Oura does not expressly state the algorithm used to calculate the sleep
score but does note the seven factors that are contributors: Total
Sleep, Efficiency, Restfulness, REM Sleep, Deep Sleep, Latency, and
Timing.
I used a correlation matrix to see how these factors relate to the
Sleep Score using my data. The most strongly correlated values were the
Total Sleep Duration and the REM Sleep Duration. Sleep Timing and Sleep
Latency show the least correlation to the Sleep Score. Sleep Latency is
the only factor that is negatively correlated. Latency means the amount
of time it takes to fall asleep. If the latency is larger, your quality
of sleep is lower.
From here, I chose to use a Linear Regression model to see how well it could predict the Sleep Score based off of these factors. I started by importing the necessary packages for this modeling.
import numpy as np
import pandas as pd
import matplotlib.pyplot as plt
import math
from sklearn.model_selection import train_test_split
from sklearn.pipeline import Pipeline
from sklearn.preprocessing import StandardScaler
from sklearn.linear_model import LinearRegression
from sklearn.metrics import mean_squared_error, mean_absolute_error, r2_score
At this point, I split the data into the features (X) and the target (y). I then created the training and testing sets, using 80% of the data for training and 20% for testing.
X = data[['Sleep Latency', 'Restless Sleep', 'Sleep Timing', 'REM Sleep Duration', 'Deep Sleep Duration', 'Sleep Efficiency', 'Total Sleep Duration']]
y = data['Sleep Score']
X_train, X_test, y_train, y_test = train_test_split(X, y, test_size = 0.2, random_state=42)
pipeline = Pipeline([('scaler', StandardScaler()),('regression', LinearRegression())])

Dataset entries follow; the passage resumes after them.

PR #4634, opened 2025-04-11
[Feature] Support for `lifetime` attribute in `databricks_service_principal_secret` resource

### LINKED ISSUE #4631: [FEATURE] databricks_service_principal_secret resource missing lifetime parameter
Hi There is a databricks terraform resource **databricks_service_principal_secret** 
(https://cf-registry.tf-registry-prod-use1.terraform.io/providers/databricks/databricks/1.72.0/docs/resources/service_principal_secret)
but it is missing '**lifetime**' parameter.

According to API call: https://docs.databricks.com/api/account/serviceprincipalsecrets/create
There should be lifetime parameter which will set lifetime of the secret in seconds.

alexott:
## Changes

Also refactored it to use Go SDK to expose more attributes.

Resolves #4631 

## Tests

- [x] `make test` run locally
- [x] using Go SDK


docs/resources/service_principal_secret.md
```diff
@@ -25,14 +25,20 @@ resource "databricks_service_principal_secret" "terraform_sp" {
...
 
 In addition to all arguments above, the following attributes are exported:
 
 * `id` - ID of the secret
-* `secret` - Generated secret for the service principal
+* `secret` - Generated secret for the service principal.
+* `create_time` - UTC time when the secret was created.
+* `expire_time` - UTC time when the secret will expire. If the field is not present, the secret does not expire.
+* `secret_hash` - Secret Hash.
+* `status`  - Status of the secret (i.e., `ACTIVE`).
```
tanmay-db, line 40: Might be good to list all the enum values here the `status` can take

tokens/resource_service_principal_secret.go
```diff
@@ -2,125 +2,128 @@ package tokens
...
-			if c.Config.AccountID == "" {
-				return errors.New("must have `account_id` on provider")
+			ac, err := c.AccountClient()
+			if err != nil {
+				return err
+			}
+			spId := d.Get("service_principal_id").(string)
+			spIdNumeric, err := strconv.ParseInt(spId, 10, 64)
+			if err != nil {
+				return fmt.Errorf("failed to convert service principal ID to numeric: %w", err)
```
tanmay-db, line 120: We have this error message appear thrice, would be good to abstract this out so we reduce redundancy.

tanmay-db (approved):

docs/resources/service_principal_secret.md
alexott: Right now it's only `ACTIVE`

pipeline.fit(X_train, y_train)
coefficients = pipeline.named_steps['regression'].coef_
intercept = pipeline.named_steps['regression'].intercept_
features = ['Sleep Latency', 'Restless Sleep', 'Sleep Timing', 'REM Sleep Duration', 'Deep Sleep Duration', 'Sleep Efficiency', 'Total Sleep Duration']

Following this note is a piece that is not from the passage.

PR #4643, opened 2025-04-14
[Fix] Make `spark_version` field optional to work with defaults in policies

pietern:
## Changes

A cluster policy can enforce a specific `spark_version` field and set it as the default. This mechanism allows for a centralized choice of the Databricks Runtime version across all jobs. To allow a job to inherit this field from a policy, it must be configured as optional in the schema.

plt.figure(figsize=(10, 6))
plt.barh(features, coefficients)
plt.xlabel('Coefficient')
plt.ylabel('Contributing Factors')
plt.title('Coefficients of Contributing Factors To Sleep Scores', fontsize=16, fontweight='bold')
plt.grid(True)
plt.grid(which='minor', linewidth=0.1)
plt.minorticks_on()
plt.show()
The equation used to determine the predicted values is:
y =
84.67
+ (-0.90 * Sleep Latency)
+ (-0.35 * Restless Sleep)
+ (0.31 * Sleep Timing)
+ (0.47 * REM Sleep Duration)
+ (1.36 * Deep Sleep Duration)
+ (2.79 * Sleep Efficiency)
+ (5.49 * Total Sleep Duration)
Plotting the predicted values against the actual values, as shown below, indicates generally how well this model performs.
predictions = pipeline.predict(X_test)
plt.scatter(y_test, predictions)
plt.plot([y_test.min(), y_test.max()], [y_test.min(), y_test.max()], 'r--', lw=2)

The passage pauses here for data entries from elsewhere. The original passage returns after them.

PR #4657, opened 2025-04-17
[Doc] Unify/reorganize notes in docs for resources/data sources

alexott:
## Changes

Changes include:

* Remove not necessary `**Note**` in `->`, etc.
* Put notes about account or workspace level provider after the first paragraph, so it's easier to understand what resource/data source is doing, and then read the note.
* Added missing notes about account or workspace level provider
* Removed repeated notes about `authentication is not configured for provider errors` that is more about troubleshooting than about specific resource/data source.

## Tests

- [ ] `make test` run locally
- [ ] using Go SDK


docs/data-sources/metastores.md
```diff
@@ -3,11 +3,11 @@ subcategory: "Unity Catalog"
...
 # databricks_metastores Data Source
 
--> **Note** This data source can only be used with an account-level provider!
-
 Retrieves a mapping of name to id of [databricks_metastore](../resources/metastore.md) objects, that were created by Terraform or manually, so that special handling could be applied.
 
--> **Note** [`account_id`](../index.md#account_id) provider configuration property is required for this resource to work. Data resource will error in case of metastores with duplicate names. This data source is only available for users & service principals with account admin status
+-> This data source can only be used with an account-level provider!
+
+-> [`account_id`](../index.md#account_id) provider configuration property is required for this resource to work. Data resource will error in case of metastores with duplicate names. This data source is only available for users & service principals with account admin status
```
nkvuong, line 10: > This data source is only available for users & service principals with account admin status

this note applies to most of account-level resources right?

docs/data-sources/aws_crossaccount_policy.md
```diff
@@ -3,10 +3,10 @@ subcategory: "Deployment"
 ---
 # databricks_aws_crossaccount_policy Data Source
 
--> **Note** This data source can only be used with an account-level provider!
-
 This data source constructs necessary AWS cross-account policy for you, which is based on [official documentation](https://docs.databricks.com/administration-guide/account-api/iam-role.html#language-Your%C2%A0VPC,%C2%A0default).
 
+-> This data source can be used with an account or workspace-level provider.
```
nkvuong, line 8:
```suggestion
-> This data source can be used with an account-level provider.
```
this data source only makes sense for account-level context

docs/data-sources/aws_bucket_policy.md
```diff
@@ -5,6 +5,8 @@ subcategory: "Deployment"
 
 This datasource configures a simple access policy for AWS S3 buckets, so that Databricks can access data in it.
 
+-> This data source can be used with an account or workspace-level provider.
```
nkvuong, line 8:
```suggestion
-> This data source can be used with an account-level provider.
```
this data source only makes sense for account-level context

docs/data-sources/aws_assume_role_policy.md
```diff
@@ -6,6 +6,8 @@ subcategory: "Deployment"
 
 This data source constructs necessary AWS STS assume role policy for you.
 
+-> This data source can be used with an account or workspace-level provider.
```
nkvuong, line 9:
```suggestion
-> This data source can be used with an account-level provider.
```
this data source only makes sense for account-level context

docs/resources/system_schema.md
```diff
@@ -3,14 +3,12 @@ subcategory: "Unity Catalog"
 ---
 # databricks_system_schema Resource
 
--> This feature is in [Public Preview](https://docs.databricks.com/release-notes/release-types.html).
```
nkvuong, line 6: need to add this back

nkvuong (changes requested):

docs/data-sources/metastores.md
alexott: yes. I'm really not sure that we should have it. I was just moving the comment around

docs/data-sources/aws_crossaccount_policy.md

plt.xlabel('Actual Sleep Scores')
plt.ylabel('Predicted Sleep Scores')
plt.title('Actual vs. Predicted Sleep Scores', fontsize=16, fontweight='bold')
plt.grid(True)
plt.grid(which='minor', linewidth=0.1)
plt.minorticks_on()
plt.show()
The model performance can be evaluated using the Mean Squared Error, Mean Absolute Error, and the R-Squared values.
mse = mean_squared_error(y_test, predictions)
mae = mean_absolute_error(y_test, predictions)
r_squared = r2_score(y_test, predictions)
The results are as follows:
· Mean Squared Error (MSE): 9.5182
· Mean Absolute Error (MAE): 2.5389
· R-squared: 0.8662
An R-squared close to 1 indicates a good model, anything above 0.8 is generally considered to be a strong model.
The distribution is left skewed and has several outliers. MSE is preferred for skewed data and is sensitive to outliers and the MAE is less sensitive to outliers. I will use the MSE as the preferred metric for this project. Based on the MSE, the current model can predict within about 3 points the Sleep Score for the night given the seven factors provided which is within reason.